A Jan. 3, 2001, memo from the county's consultants shows Navy officials have acknowledged that depleted uranium may indeed be the source of the radioactive contamination. They cite a Navy cleanup plan that notes, “[W]astes disposed at the landfills, including depleted uranium from munitions, may be [a] potential source of radionuclides in ground water” (emphasis added). The county consultants went on to note that the Navy “does not seem to consider the EOD range, where munitions were detonated, to be a potential source of radioactive material, which could have impacted ground water.”

RAB meeting minutes from late 1999 through the spring of 2001 indicate RAB members like Rudolph are entertaining several other possible sources of man-made contamination: possible use of “radioactive-tainted effluent from the former sewage-treatment plant as irrigation water for the station's golf course” and a so-called “radium room” located in Hangar 296 that was used to refurbish radium-painted gauges and displays in the years before phospholuminescent paints.

“We got word that there was a problem with this radium room where people were painting gauges,” said one individual familiar with the El Toro planning and cleanup efforts, who asked for anonymity. “We heard that the Navy took all the stuff and buried it, but no one is really sure where it is today.”

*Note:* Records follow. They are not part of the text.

PR #2383, opened 2026-07-22
fix(tui): use sentence case for pane state labels

### LINKED ISSUE #2380: TUI pane headers caps-shout Preview and Scroll states
The pane header renders two user-facing states as `PREVIEW` and `SCROLL` in `ui/tabbed_window.go`. CLAUDE.md requires sentence case and reserves caps for environment variables and literal flag/command names.

Current visible forms:

- `PREVIEW beta · ◆ Agent (original alpha · ◆ Agent)`
- `alpha · ◆ Agent · SCROLL · Esc exits`

These are state labels, not env vars or command names, so they should be `Preview` and `Scroll`. Existing app-level tests drive the real root TUI for preview headers, but they currently pin the drifted uppercase copy; the scroll cue has only a component-level assertion.

Reproduce and fix through the real root-rendered TUI at 80×24 and a smaller terminal, preserving width/clamping behavior. The regression should assert the sentence-case labels and absence of the uppercase forms without changing state semantics.

sachiniyer:
Closes #2380

## What changed

- Render the transient pane states as `Preview` and `Scroll`, matching the sentence-case convention in CLAUDE.md.
- Keep preview, scroll, focus, and clamping behavior unchanged.
- Add a root-TUI regression that drives real preview and Ctrl-U scroll states at 80×24 and 72×20, checks the exact terminal dimensions, and rejects the caps-shouting header forms.

## Fail-first reproduction

With production copy unchanged, `TestPaneHeaderStateCopyUsesSentenceCaseAtCompactSizes` failed at both sizes and rendered:

- `PREVIEW beta · ◆ Agent (original alpha · ◆ Agent)`
- `alpha · ◆ Agent · SCROLL · Esc exits`

After the two label changes, the same real root views render `Preview` and `Scroll` and the regression passes.

## Validation

Exact pushed head: `a4f89c0f12da6cec0fe15c72cf27a30d37ab41a0`

- focused app/UI regressions
- `scripts/gen-docs.sh` with a clean diff
- clean `gofmt -l .`
- `go build ./...`
- `make test-container`

### DIFF
--- a/app/pane_header_copy_test.go
+++ b/app/pane_header_copy_test.go
@@ -1,0 +1,66 @@
+package app
+
+import (
+	"fmt"
+	"testing"
+
+	tea "github.com/charmbracelet/bubbletea"
+	"github.com/stretchr/testify/assert"
+	"github.com/stretchr/testify/require"
+
+	"github.com/sachiniyer/agent-factory/keys"
+)
+
+func TestPaneHeaderStateCopyUsesSentenceCaseAtCompactSizes(t *testing.T) {
+	for _, size := range []struct {
+		width  int
+		height int
+	}{
+		{width: 80, height: 24},
+		{width: 72, height: 20},
+	} {
+		t.Run(fmt.Sprintf("%dx%d", size.width, size.height), func(t *testing.T) {
+			h := paneTestHome(t)
+			beta := h.store.GetInstanceByTitle("beta")
+			setPreviewText(beta, "BETA_PREVIEW_HISTORY")
+
+			pressKey(t, h, "s")
+			paneA := h.store.OpenPanes()[0]
+			w := h.paneWindows[paneA.ID()]
+			require.NotNil(t, w)
+
+			h.sidebar.SetSelectedInstance(1)
+			_ = h.selectionChanged()
+			require.NotNil(t, h.panePreviewTxn)
+			require.IsType(t, panesRefreshedMsg{},
+				refreshPaneBindingCmd(w, beta, 0, h.panePreviewTxn.seq)())
+			resizeHome(h, size.width, size.height)
+
+			previewView := h.View()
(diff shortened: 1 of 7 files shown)


sachiniyer:
Blocked on Codex review capacity for exact head `a4f89c0f12da6cec0fe15c72cf27a30d37ab41a0`.

All required remote checks are successful, Deploy is legitimately skipped, the PR is mergeable, and separate scans found zero live inline findings and no P1/P2 review-body finding. The automatic exact-head Codex request returned the usage-limit response, so I will not re-request or merge without a real verdict.

sachiniyer:
Review note (independent review, standing in for rate-limited Codex): the code fix here is correct and well-tested — one P3 gap, an incomplete rollout of the same convention this PR enforces.

Two shipped doc screenshots still render the old caps form `PREVIEW …`:
- `docs/assets/tui-sessions.svg` (~line 137)
- `docs/assets/tui-tasks.svg` (~line 130)

After this PR the real TUI renders `Preview …`, so these hand-authored SVG fixtures now contradict the product and still violate the CLAUDE.md sentence-case rule (#2380). They are embedded in docs/how-it-works.md and docs/use-cases.md, so a reader still sees the old caps. `gen-docs.sh` does NOT regenerate them (only cli.md/api.md/plugins/marketplaces) and record-demo.sh only touches the demo media, so the drift gate won't catch them — they need a hand edit: `PREVIEW`→`Preview` (same 7 chars, no re-layout).

Recommendation: fold the two SVG string edits into THIS PR so the convention rollout is complete, then it's fully clean. If you'd rather keep the PR code-only, say so and I'll file the SVG fix as a tiny follow-up — but since it's the identical string this PR is changing, including it is cleaner. Copy-only, width-neutral; still confirm the SVGs render.

PR #2384, opened 2026-07-22
test(web): avoid task scheduler boundary race

### LINKED ISSUE #2381: Web selftest: task CRUD races the scheduler at five-minute boundaries
`tasks view (#1592 PR8): list the seeded task; add / trigger / remove round-trips` can race the real scheduler at a five-minute boundary and fail even though the task RPCs are correct.

Evidence from an unchanged exact head:

- A full `make web-selftest-container` run reached this case across a five-minute boundary and failed its manual `TriggerTask` call with `another run is already active for task 29693483`.
- The other 117 browser cases passed, including the feature under review.
- An immediate full rerun of the same head away from the boundary passed the task case in 1.5 seconds.

Mechanism:

- The test creates an enabled task with the `every N minutes` picker set to 5, then disables and re-enables it before manually triggering it.
- At a matching wall-clock minute, the real scheduler can start that new task first.
- The selftest agent is deliberately cat-shaped and long-lived, so the scheduler-started run can still own the per-task lock when the test samples the manual trigger.
- The manual RPC correctly refuses the overlap, but the test interprets that correct refusal as a product failure.

Fix the synchronization or test schedule, not the timeout: ensure the scheduler cannot independently fire this newly created task while the case is proving the manual TriggerTask path, or synchronize on a deterministic scheduler state. Add a regression that forces the boundary condition. Do not retry the trigger or lengthen a sleep; either would only reduce the probability of sampling the same race.

sachiniyer:
## Summary

- prevent the Web selftest's task CRUD case from scheduling the same task while it is testing manual TriggerTask
- place that fixture cron at the current local minute twelve hours away, outside the two-minute suite, without changing production scheduler behavior
- add a forced five-minute-boundary regression and keep the real browser Add → disable/enable → Trigger → remove flow

## Reproduction

An exact-head full browser run crossed a five-minute boundary after the case created and re-enabled an `*/5` task. The real scheduler started that task first; the cat-shaped selftest agent kept its per-task lock active, so the case's manual TriggerTask correctly returned `another run is already active`. The other 117 cases passed. An immediate unchanged-head full rerun away from the boundary passed the task case in 1.5 seconds.

The new regression fixes the clock at a matching 09:10 boundary and initially failed with `schedule */5 * * * * fires at +0 minutes`. After the fix, it proves the fixture cron cannot fire at any point in a ten-minute test window, and the adjacent real browser case still completes the task mutation flow through the daemon RPCs.

This is test synchronization only: no timeout, retry, sleep, or production code changed.

## Exact-head gates

Reviewed locally at `722cdd50dc8c97e1aee3e8e31ed95b657ebe5bd6`:

- `gofmt -l .` (no output)
- `go build ./...`
- `make test-container`
- `make web-test` (415 passed plus typecheck)
- `make lint-file-length`
- `make web-selftest-container` (118 passed)

Closes #2381

### DIFF
--- a/web/selftest/web-driver.spec.ts
+++ b/web/selftest/web-driver.spec.ts
@@ -405,6 +405,24 @@ async function setCustomCron(modal: Locator, expr: string): Promise<void> {
   await modal.locator('input[aria-label="Cron expression"]').fill(expr);
 }
 
+/** Schedule used by the task CRUD case before it manually fires TriggerTask.
+ *  Keep the minute user-visible, but place the next matching hour far beyond this
+ *  two-minute suite so the real scheduler cannot race the manual RPC under test. */
+function manualTriggerFixtureCron(now: Date): string {
+  return `${now.getMinutes()} ${(now.getHours() + 12) % 24} * * *`;
+}
+
+/** Minimal matcher for the minute/hour fields the fixture helper emits. */
+function cronMatchesMinute(cron: string, when: Date): boolean {
+  const [minuteField, hourField] = cron.split(" ");
+  const matches = (field: string, value: number): boolean => {
+    if (field === "*") return true;
+    const every = /^\*\/(\d+)$/.exec(field);
+    return every ? value % Number(every[1]) === 0 : Number(field) === value;
+  };
+  return matches(minuteField, when.getMinutes()) && matches(hourField, when.getHours());
+}
+
 /** Opens the app on the loopback daemon and asserts the tokenless auto-connect
  *  (#1696): the SPA learns via /v1/auth-info that this loopback client needs no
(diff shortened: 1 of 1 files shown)


sachiniyer:
@codex review this PR

Please review exact head `722cdd50dc8c97e1aee3e8e31ed95b657ebe5bd6`.

sachiniyer:
Head `722cdd50dc8c97e1aee3e8e31ed95b657ebe5bd6` is blocked on Codex review capacity.

Local exact-head gates are green and remote checks are running. Codex returned the usage-limit response to the exact-head review request, so criterion 3 is not satisfied. I will not repeat the request on this head while capacity is limited.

In mid-1999, Rudolph and two other RAB members—Gail Reavis, recently elected to the Mission Viejo City Council, and Dr. Chuck Bennett, who suffered a fatal heart attack in December 2000—took a great step toward answering that very question when they discovered an old radioactive radium-painted gauge in an El Toro landfill located in the base's northeastern quadrant. The Navy was at first angry three RAB members would take something from an old El Toro landfill while on an unauthorized tour of the base but later agreed to conduct a new round of radiation testing. That investigation is ongoing.

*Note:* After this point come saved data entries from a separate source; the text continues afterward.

PR #2389, opened 2026-07-22
fix(tui): sentence-case kill confirmation warnings

### LINKED ISSUE #2385: TUI dirty-worktree kill confirmation caps-shouts Warning
The dirty-worktree kill confirmation renders its data-loss warning as `WARNING:` in `app/kill_confirm.go`. CLAUDE.md requires sentence case and reserves caps for environment variables and literal flags/commands.

Current visible forms:

- `WARNING: This worktree has uncommitted changes that will be lost!`
- `WARNING: Could not verify worktree status (…); it may contain uncommitted changes that will be lost!`

These are prose labels, not env vars or commands. The dialog already carries the `[!]` warning marker, and established data-loss cases separately escalate the confirmation key, so changing the prose label to `Warning:` preserves the safety semantics while aligning the copy convention.

Reproduce and fix through the real root-rendered TUI at 80×24 and 72×20. The regression should drive the dirty-worktree kill action into its production confirmation overlay, assert the sentence-case warning remains visible at both sizes, and prove the caps-shouting form is absent. Do not invoke the confirmation or delete the worktree.

sachiniyer:
Closes #2385

## What changed

- Render both dirty-worktree kill warning variants with the sentence-case label `Warning:`.
- Preserve the `[!]` marker, data-loss wording, confirmation key, and all teardown behavior.
- Add a root-TUI regression that drives the real `D` key path into the production confirmation overlay for both a dirty worktree and an unverifiable worktree at 80×24 and 72×20. The test never confirms or dispatches teardown.

## Fail-first reproduction

With production copy unchanged, all four root-render cases failed and showed the caps-shouting forms:

- `WARNING: This worktree has uncommitted changes that will be lost!`
- `WARNING: Could not verify worktree status (exit status 128); it may contain uncommitted changes that will be lost!`

After changing only the two labels, every root view remains exactly terminal-sized and renders the sentence-case forms in full.

## Validation

Exact pushed head: `ad38e677f417bfdd0bc9cac76e8417c5e4d1ad20`

- focused root-render and existing kill-warning tests
- `scripts/gen-docs.sh` with a clean diff
- clean `gofmt -l .`
- `go build ./...`
- `make test-container`

### DIFF
--- a/app/kill_confirm.go
+++ b/app/kill_confirm.go
@@ -141,10 +141,10 @@ func killConfirmationWarning(wt string) string {
 	out, err := runKillGit(wt, "status", "--porcelain", "--untracked-files=normal")
 	if err != nil {
 		log.WarningLog.Printf("could not verify worktree status for %s before kill: %v", wt, err)
-		return fmt.Sprintf("WARNING: Could not verify worktree status (%v); it may contain uncommitted changes that will be lost!", err)
+		return fmt.Sprintf("Warning: Could not verify worktree status (%v); it may contain uncommitted changes that will be lost!", err)
 	}
 	if len(strings.TrimSpace(string(out))) > 0 {
-		return "WARNING: This worktree has uncommitted changes that will be lost!"
+		return "Warning: This worktree has uncommitted changes that will be lost!"
 	}
 	return ""
 }
--- a/app/kill_confirmation_copy_test.go
+++ b/app/kill_confirmation_copy_test.go
@@ -1,0 +1,83 @@
+package app
+
+import (
+	"fmt"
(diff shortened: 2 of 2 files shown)


sachiniyer:
Blocked on Codex review capacity for exact head `ad38e677f417bfdd0bc9cac76e8417c5e4d1ad20`.

All required remote checks are successful, Deploy is legitimately skipped, the PR is mergeable, and separate scans found zero live inline findings and no P1/P2 review-body finding. The automatic exact-head Codex request returned the usage-limit response, so I will not re-request or merge without a real verdict.

PR #2390, opened 2026-07-22
fix(docker): bind restored cleanup to its engine

### LINKED ISSUE #2382: Docker cleanup tombstones can switch daemon targets after restart
## Finding

A Docker session's durable cleanup handle stores only `container_id` (`session/runtime_cleanup.go`, `DockerRuntimeCleanupData`). On live teardown, `dockerProvisioner` retains the Docker client environment that created the container. After a daemon restart, `restoreRuntimeCleanup` reconstructs a provisioner with no client environment, and `dockerEnvironment()` recomputes `DOCKER_HOST` / context / transport state from the daemon's *current* environment.

That means cleanup no longer knows it is addressing the Docker engine that created the container.

## Failure mode

1. A Docker-backed session is killed and retains a cleanup tombstone.
2. af restarts after the operator changes Docker host/context/config.
3. The retry runs `docker rm -f <container-id>` against the new engine.
4. The original container is orphaned. A “no such container” response from the new engine is currently latched as a completed answered outcome, so the durable row can disappear even though the real resource still exists. Addressing an unrelated container is much less likely with a full ID, but the code has no identity proof that makes it impossible.

This is a code-path finding; no live container was probed or modified.

## Required invariant

Persist a non-secret identity for the Docker engine/target that created the container and verify it before every restored reap. If the current target cannot be proven equal, return an actionable unknown-state error and retain the tombstone; never fall through to `rm -f` on a guessed daemon. Define an explicit fail-closed migration for old tombstones that lack the target identity.

A regression should create a cleanup handle under engine A, restore with engine B, and prove the `rm` call is never made. It should separately prove the same verified engine can reap and that transient identity-check failures remain retryable.

This is the focused lifecycle/reaper follow-up to #2194; it is intentionally outside the authentication-boundary slice.

— Captain Claude

sachiniyer:
## Outcome

Docker cleanup tombstones now persist the non-secret daemon ID that created their container. A restored reaper verifies that exact ID before issuing `docker rm -f`; a different, unavailable, malformed, or legacy target returns `ErrWorkspaceStateUnknown`, retains the tombstone, and never guesses.

Transient identity-probe failures are not latched, so a later retry can verify the original engine and reap normally. Live provision-failure cleanup keeps its existing path; the new proof is scoped to the restored path that lost its original client binding.

## Regression coverage

- engine A tombstone restored under engine B: no `rm`
- engine A tombstone restored under engine A: identity probe then `rm`
- transient identity lookup failure: retained, then successfully retried
- legacy tombstone without an engine ID: fail closed with no Docker call
- successful provisioning persists the daemon ID into cleanup storage
- existing Docker timeout/answered-error/retry taxonomy remains green

## Exact-head local gates

Head: `20529fa5e2d00062d2cf1d5b7da87f8ff0055871`

- `gofmt -l .`
- `go build ./...`
- `make test-container`
- `deadcode -test ./...`
- generated artifacts regenerated with no drift

Closes #2382.

— Captain Claude

### DIFF
--- a/session/backend_docker.go
+++ b/session/backend_docker.go
@@ -70,6 +70,11 @@ const (
 	// `docker ps -aq -f label=af.session` (documented in docs/backends.md). The
 	// runtime reaps by container ID; the label is for operators.
 	dockerSessionLabel = "af.session"
+	// dockerEngineIDFormat selects the daemon's stable, non-secret identity from
+	// `docker info`. Cleanup tombstones persist this value so a daemon restart
+	// cannot redirect `docker rm -f` to whichever engine the client happens to
+	// target later (#2382).
+	dockerEngineIDFormat = "{{.ID}}"
 )
 
 // docker command timeouts. Provisioning steps (run/clone/cp/exec) get a generous
@@ -217,7 +222,9 @@ type dockerProvisioner struct {
 	afBin   string
 	program string
 
-	containerID string
+	containerID        string
+	engineID           string
+	verifyEngineOnReap bool
 
 	// reap memoizes across the repeated Kill retries and the Kill-vs-provision-
 	// failure race, but only for a reap that COMPLETED: reaped latches on success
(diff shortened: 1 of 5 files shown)


sachiniyer:
Gate status for exact head `20529fa5e2d00062d2cf1d5b7da87f8ff0055871`:

- every required check succeeded; only conditional Deploy was skipped
- mergeable
- zero live Codex inline findings
- zero Codex review-body findings
- local exact-head lint, formatting, build, full container suite, deadcode, file-length, and generated-artifact gates passed

Blocked only on merge criterion 3: the automatic Codex review request returned the capacity-limit message and no verdict exists for this head. I will not repeat the request on the same head while capacity is unavailable, and I will not merge without a real exact-head verdict.

— Captain Claude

The Navy's plan is to collect samples from 23 monitoring wells near seven toxic sites, including numerous landfills; the “Ferrocene Spill Area,” the site emitting the massive TCE plume in Irvine's ground water; and the area where Marines disposed of old munitions.

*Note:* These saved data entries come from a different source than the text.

PR #2397, opened 2026-07-22
test(web): settle the event-stream outage gap

### LINKED ISSUE #2387: Web selftest: close+recreate starts before the event socket is closed
`#1813: a close+recreate of the same name mid-edit renames NOTHING — never the replacement` can mutate the daemon before its intended event-stream gap actually exists.

Evidence:

- PR #2384, exact head `722cdd50dc8c97e1aee3e8e31ed95b657ebe5bd6`, Web selftest attempt 1 failed only this case: https://github.com/sachiniyer/agent-factory/actions/runs/29885669580/attempts/1
- The edit input disappeared while the test expected it to survive a signature-identical fused Snapshot.
- The same exact head passed all 118 browser cases locally, including this case.
- #2384 changes only the task CRUD fixture schedule and does not touch events, tabs, rename, or signatures.

Mechanism:

- The test blocks future `/v1/events` connections with CDP and calls `close()` on the current WebSocket.
- It immediately deletes and recreates the tab without waiting for the current socket's asynchronous close event.
- `Network.setBlockedURLs` prevents reconnects but does not retroactively prove the established socket is closed. Under CI timing, a tab event can still reach the client before the close handshake finishes.
- That live event correctly changes `tabBarSig`, rebuilds the bar, and settles the edit. The later assertion then blames production for violating a precondition the harness never established.

Wait for every captured event socket to reach `CLOSED` before mutating the daemon, and assert the client is in the disconnected/reconnect state while the endpoint is blocked. Add a deterministic regression that delays socket closure and proves no tab mutation occurs until the gap exists. Do not add a timeout, retry, or weaken the signature/edit assertions; they are valid once the outage is real.

sachiniyer:
Closes #2387.

## Problem

The close-and-recreate browser regression crossed two asynchronous boundaries without waiting for either one to settle:

- it invoked `WebSocket.close()` and immediately mutated the daemon; the fail-first assertion observed the socket still in `CLOSING` state (`readyState = 2`), so an event could still rebuild the tab bar
- after reconnect it treated response headers as an applied Snapshot; under full-suite load, Enter could run before the response body reached the client store

Those races made this correctness test fail intermittently across unrelated PRs.

## Fix

- await the real `close` event for every captured event socket
- assert that the test captured a socket and that every socket is actually closed
- wait for the production reconnecting state while the events endpoint remains blocked
- only then delete and recreate the same-named tab
- poll the pane's production `data-tab-id` until the reconnect Snapshot has installed the replacement identity before committing the edit

This adds no retry, timeout increase, sleep, or production behavior change.

## Verification

- fail-before: the pre-mutation socket-state assertion reported `[2]` (`CLOSING`)
- focused real-browser case passes after awaiting the close boundary
- `gofmt -l .`
- `go build ./...`
- `make web-test` (415 tests)
- `make lint-file-length`
- `make test-container`
- `make web-selftest-container` (117 real-browser cases)

### DIFF
--- a/web/selftest/web-driver.spec.ts
+++ b/web/selftest/web-driver.spec.ts
@@ -5981,18 +5981,47 @@ test("#1813: a close+recreate of the same name mid-edit renames NOTHING — neve
     const input = win.locator(".af-tabbar .af-tab-edit");
     await expect(input, "a double-click on a renameable tab must open an inline edit").toBeVisible();
     await input.fill(TYPED);
+    const editedPane = win.locator(".af-term-host .af-pane");
+    await expect(editedPane, "the edited tab must own the one visible pane").toHaveCount(1);
+    const editedPaneID = await editedPane.getAttribute("data-tab-id");
+    expect(editedPaneID, "the edited pane must expose the tab's stable id").toMatch(/\S/);
 
     // The gap: retries are refused, then the live socket is dropped. Neither the close
     // nor the recreate below is delivered as an event — delivered live they would each
     // repaint the bar and settle the edit early, which is the (already-covered) path
     // above, not this one.
     await cdp.send("Network.setBlockedURLs", { urls: ["*/v1/events*"] });
-    await win.evaluate(() => {
+    const eventSocketClose = await win.evaluate(async () => {
       const w = window as unknown as { __afEventSockets: WebSocket[] };
-      for (const ws of w.__afEventSockets) {
-        ws.close();
-      }
+      await Promise.all(
+        w.__afEventSockets.map(
+          (ws) =>
+            new Promise<void>((resolve) => {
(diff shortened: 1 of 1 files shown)


sachiniyer:
@codex review this PR

Please review exact head `b3f7c6575414c3e9ec8fbb59c164f6cd676c065f`.

sachiniyer:
Gate status for exact head `b3f7c6575414c3e9ec8fbb59c164f6cd676c065f`:

- every required check completed successfully; the non-gating Web selftest also passed
- the PR is mergeable
- zero live inline findings and zero review-body/thread findings
- local exact-head lint, formatting, build, unit, container, and 117-case browser gates passed

The only missing merge criterion is a real Codex verdict on this exact head. The one review request received the Codex usage-limit response, so I am leaving this open and will not flood the PR with duplicate requests.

The Navy has already completed similar studies. The county's consultants say those studies already prove the presence of highly radioactive contamination. “Results of this sampling indicated that gross alpha activity exceeded the U.S. Environmental Protection Agency (USEPA) Maximum Contaminant Level (MCL) for drinking water,” they wrote. “Despite this, [the Navy] reported that the activity was representative of natural ground water background.”

The consultants questioned the Navy's rationale for selecting sampling locations, wondered why the Navy discounted the EOD range “as [a] potential source of radionuclides,” and were skeptical about the Navy's quick conclusion that uranium couldn't have migrated into ground water in the first place.

(County El Toro spokeswoman Michelle Emard didn't return the Weekly's repeated calls for comment on the county memo.)

The Navy's final report, originally due Sept. 14, is still not finished. Navy spokesman Lee Saunders said the report's release date is unknown but the Navy has again concluded the radioactivity is “naturally occurring.” Rudolph says she doesn't know when it will be done, but she will certainly bring it up at the next RAB meeting on Nov. 28.